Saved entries
PR #926, opened 2026-06-01
N°9553 - Fix on LoadLocalizedData in ModuleInstaller

v-dumas:
## Base information

| Related to a Combodo ticket |                  |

§ **Work task**: Repeat each line above exactly as written.

§ **Solved problem**:
PR #926, opened 2026-06-01
N°9553 - Fix on LoadLocalizedData in ModuleInstaller

v-dumas:
## Base information

| Related to a Combodo ticket |                  |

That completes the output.